DON’T GET “DEAD BUTT SYNDROME”
Get connected with your pelvis, meaning you need to have an awareness of what is going on with your hips, how you hold your pelvis, and the muscles that are firing around it. It’s important to keep adequate flexibility in your hip flexors to allow full use of your core and to engage your glutes during the running stride. Never sacrifice good mechanics for speed. When you get dead butt syndrome, its easy to start pulling though your stride which brings us to our next tip…
DON’T OVERSTRIDE
Overstriding is reaching forward and landing in front of your torso. This leads to a more forceful heel strike, braking and a loss of momentum. Instead stride out naturally with your legs behind your center of gravity. Use your glutes and hamstrings to “push and power” through your stride.

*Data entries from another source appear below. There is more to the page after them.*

PR #1118, opened 2022-07-14
Document how to reset the project root.

thomascothran:
If the project root is not set correctly, lsp will ignore config files such as
`clj-kondo/config.edn`. Document how to check if this is the case and reset the
project root if necessary.


docs/troubleshooting.md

LEARN TO ROTATE THROUGH YOUR RIBCAGE NOT YOUR LOWER BACK
Rotation and arm swing during the running stride is driven by reciprocal and alternating pelvic and thoracic rotation. Be sure your elbows drive behind you as your rotate through your torso without over arching your lower back.
BE AWARE OF YOUR POSTURE
Place one hand on your belly button and the other on your breast bone. Keeping your weight equally distributed through your forefoot and heel and without moving our belly button hand, bring your breast bone forward until your weight is balanced over your hips. This slight lean forward will help you keep your abdominals engaged while you run. Don’t allow your pelvis to lead in front of your breast bone because you will tend to overarch your lower back and set up a negative chain reaction of using extension muscles to propel you forward. Standing up straight using your back muscles alone is not good postural practice.
You can also stand more erect by scooping your tailbone forward and using your hip extensors to get your pelvic floor underneath of you. This will help your body push forward and keep you gluteal engaged.
VALUE GOOD FOOTWEAR
Look for shoes with a stable heel counter and good arch support. The minimalist shoe trend does not provide compelling evidence that minimal shoes will reduce injury. We have seen some runners have positive transformative experiences, while others get hurt and disappointed. Understand that the foot is the end of a big kinetic whip (the leg) and that foot strike is the end result of many other things happening farther up the kinetic chain. You want a shoe that fits your unique shape, posture, and biomechanics.
LISTEN TO YOUR BODY
Injury prevention is multifaceted. A history of injury, an anatomic issue, plus a training error and/or the wrong shoes can all contribute to injury. Research has shown that strengthening alone without retraining movement patterns does not alter mechanics. Conscious, mindful running with a focus on gait mechanics, body sensing, postural control and movement patterns is a valuable tool and takes commitment and practice. Pain is there for a reason; do not ignore it. Team up with a running coach and/or a sports physical therapist that specializes in biomechanics and movement analysis to evaluate your body and help you improve your form and muscle balance.